L’'istituto dell'arbitrato è previsto dal Codice di Procedura Civile (libro IV, titolo VIII, artt. 806-840).

Ai sensi dell'art. 806, co. 1, cod. proc. civ., "Le parti possono far decidere da arbitri le controversie tra di loro insorte che non abbiano per oggetto diritti indisponibili, salvo espresso divieto di legge". Il secondo comma del medesimo articolo specifica poi che "Le controversie di cui all'art. 409 cod. proc. civ.", ossia quelle per le quali trova applicazione il cosiddetto rito del lavoro, "possono essere decise da arbitri solo se previsto dalla legge o nei contratti o accordi collettivi di lavoro".
L’'accordo con il quale le parti convengono di deferire agli arbitri la decisione della controversia (convenzione di arbitrato) viene denominato compromesso, se concluso a controversia già insorta (art. 807 cod. proc. civ.) oppure clausola compromissoria, se concluso per risolvere una possibile controversia futura in materia contrattuale (art. 808 cod. proc. civ.). È inoltre possibile concludere una convenzione di arbitrato per risolvere possibili controversie future in materia extracontrattuale, purché siano determinati i rapporti da cui possono sorgere (art. 808/bis cod. proc. civ.).
La decisione pronunciata dagli arbitri, denominata lodo, produce gli stessi effetti della sentenza pronunciata dall'autorità giudiziaria (art. 824/bis cod. proc. civ.), con la sola eccezione dell'efficacia esecutiva.
Per eseguire il lodo in Italia è infatti necessario che esso venga dichiarato esecutivo dal Tribunale nel cui circondario è la sede dell'arbitrato nel cui ambito è stato pronunciato (art. 825 cod. proc. civ.).
Esiste però un altro tipo di arbitrato, denominato irrituale, che si conclude con un lodo che, in deroga a quanto previsto dall'art. 824/bis cod. proc. civ., ha gli effetti di una determinazione contrattuale e come tale è annullabile, al ricorrere dei vizi previsti dalla legge, nell'ambito di un procedimento ordinario di cognizione promosso avanti il giudice statale (art. 808/ter cod. proc. civ.).
Il lodo rituale, invece, è soggetto ai mezzi di gravame dell'impugnazione per nullità, della revocazione e dell'opposizione di terzo.

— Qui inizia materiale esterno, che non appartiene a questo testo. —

PR #296, opened 2021-02-16
Connect swim test choice in onboarding to requirements

SamChou19815:
### Summary 

This PR connects swim test choice to onboarding requirements. Instead of creating some equivalent courses, I decide just to special case swim test requirement for the following reasons:

1. We must ensure that the dummy swim test course does not get counted as a PE course for PE requirement.
2. The swim test course should not count towards total credit.
3. It also doesn't help to make swim test requirement part of requirement graph.

Depends on #295.

### Test Plan 

When selected took swim test in onboarding:
selected

When unselected took swim test in onboarding:
unselected


src/requirements/data/constants.ts
```diff
@@ -7,3 +7,28 @@ export const CREDITS_COURSE_ID = 10;
...
+  'SP18',
+  'SU18',
+  'FA18',
+  'SP19',
+  'SU19',
+  'FA19',
+  'SP20',
+  'FA20',
+  'SP21',
+];
```
tcho6319, line 34: Were these roster values hardcoded? Do you think it would be good to generate this list of rosters based on the rosters we get from the fetcher (i.e. the filtered-course files)?

src/requirements/requirement-fronend-computation.ts
```diff
@@ -123,6 +128,45 @@ const getTotalCreditsFulfillmentStatistics = (
...
+    source: 'http://courses.cornell.edu/content.php?catoid=41&navoid=11637',
+    courses: [Object.fromEntries(ALL_ROSTERS.map(roster => [roster, [SWIM_TEST_COURSE_ID]]))],
+    subRequirementProgress: 'any-can-count',
+    fulfilledBy: 'courses',
+    minCount: 1,
+  };
+  const swimClasses = courses.filter(it => it.courseId === SWIM_TEST_COURSE_ID);
+  if (tookSwimTest) {
+    swimClasses.push({
+      roster: 'SP21',
```
tcho6319, line 153: To confirm: Would we want the roster field value to be the most recent roster we have course data for?

tcho6319 (commented):
LGTM for the most part, Sam! Thank you. I made a comment about how we want to retrieve all the rosters.

src/requirements/requirement-fronend-computation.ts
SamChou19815: updated to use generated roster json

tcho6319 (approved):
Awesome. Looks great thanks Sam.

L’'arbitrato può essere classificato secondo vari criteri. Una prima grande classificazione si rinviene avendo riguardo all'efficacia del provvedimento (il lodo) con il quale si conclude il procedimento arbitrale.
Invero, se il lodo è destinato a produrre gli effetti propri della sentenza pronunciata dall'autorità giudiziaria, si parla di arbitrato rituale. Ove invece il lodo abbia efficacia meramente negoziale, l'arbitrato sarà irrituale.
Inoltre l'arbitrato viene distinto in arbitrato secondo diritto o arbitrato in equità, a seconda che gli arbitri giudichino durante il procedimento secondo le norme sostanziali di un certo ordinamento giuridico o secondo criteri equitativi.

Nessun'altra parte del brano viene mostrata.